The Snake Bite Theory

According to the most extensively duplicated theory of Cleopatra's death, she died from a venomous snake bite,
caused either by an asp (a little viper) or an Egyptian cobra. Hers would have been a particularly poetic suicide:
The asp was a symbol of royalty to the Egyptians, while the cobra was connected with Cleopatra's favorite
goddess, Isis.

There are numerous problems with this theory, according to modern Egyptologists. For something, cobras were
normally a minimum of 5 feet long, and might grow up to 8 feet; much too large to smuggle into Cleopatra's
mausoleum in a basket of figs, as the story goes. In addition, not all snake bites are deadly, and those that are kill
their victims slowly and painfully, making it difficult to think a snake was able to eliminate Cleopatra and her two
housemaids in the short time it considered Octavian to get her note and send his guards.

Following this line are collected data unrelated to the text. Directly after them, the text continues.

Issue #25941, opened 2026-09-09
Spatial Search - Ranging and Synonyms


vshcherb:
From https://github.com/osmandapp/OsmAnd/issues/25331
# Ranging
- [ ] Fix order - CC https://github.com/osmandapp/OsmAnd/issues/25021, https://github.com/osmandapp/OsmAnd/issues/24803, https://github.com/osmandapp/OsmAnd/issues/24089, https://github.com/osmandapp/OsmAnd/issues/24803
- [ ] Unable to find `Hardware store` category, city is shown instead of category (from https://github.com/osmandapp/OsmAnd/issues/21621) 
- [ ] Translations 'Bank' (bench), 'Billa' (water_tap), 'Paris' (bookmaker)
- [ ] Test With Category 8

# Synonyms
- [ ] Ranging Compare Unit tests with Live maps
- [ ] INDEX: Find POI Categories translations / synonyms via Common words - Стоматол., Dentist, Basilica 
- [ ] REVIEW: Abbrevations (synonyms / direction words) other languages? - https://github.com/osmandapp/OsmAnd/issues/16359
- [ ] REVIEW: Analyze Abbrevations / common skip (abbrevations 1st=first) 

### Follow up tasks

```
// TODO Analyze Performance bootlenecks VisualVM (Pipeline + Intersection)
// TODO Sorting before load objects (use elo and other buildings?) and limit results
// TODO Auto-Corrections / Suggestion based on common suffixes
// TODO Postcode needs to load street and check buildings! Store postcode as bbox not as City! - '1186RZ 324' (NL, UK) 
// TODO Search near key objects (subway station artificial bbox)
// TODO New Geocoding for cases ("NC 42" == "NC-42") - geo index for prefixes
// TODO Add flats: https://www.openstreetmap.org/node/5843642738
// TODO English postcodes
// TODO Precise Boundary 'Chernihiv sport life' mostly Kyiv - check precise boundary for filter
// TODO Short word split "Ro-ki" vs "Roki" 
```

vshcherb:
Checked the examples of https://github.com/osmandapp/OsmAnd/issues/16359 on the current spatial search: android master 8fdd5f03e7, poi_types from resources master, English phrases. Maps: New York City, Berlin, Detmold, Thüringen from 2026-09-13, Orlando from 2026-09-01. Search point: Times Square, Alexanderplatz, downtown Orlando. "N POI" = objects of the suggested category within 3 km.

### Works

[...]

PR #25953, opened 2026-09-09
Spatial search: rank by a score, deduplicate by name and distance

vshcherb:
Part of #25941.

`SpatialSearchResult.compare()` is a lexicographic ladder: the first differing tier decides and
the rest are never read, so one point of travel elo beats a result 50 km closer and every POI has
typeOrder 0. Below the structural tiers it is replaced by one bounded score - name, kind, fame,
distance - and deduplication learns to see a place returned as several rows.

If Cleopatra did poison herself to death, Schiff and others argue, it's more likely she drank a lethal herbal mixture,
or used a harmful lotion, as one ancient historian, Strabo, suggested. Either of these would have eliminated her
(and her servants) faster and efficiently than a snake bite. In 2010, the German historian Christoph Schaefer
suggested that Cleopatra might have consumed a deadly mix of hemlock, wolfsbane and opium, based on his
research studies of ancient files and his deal with a toxicologist.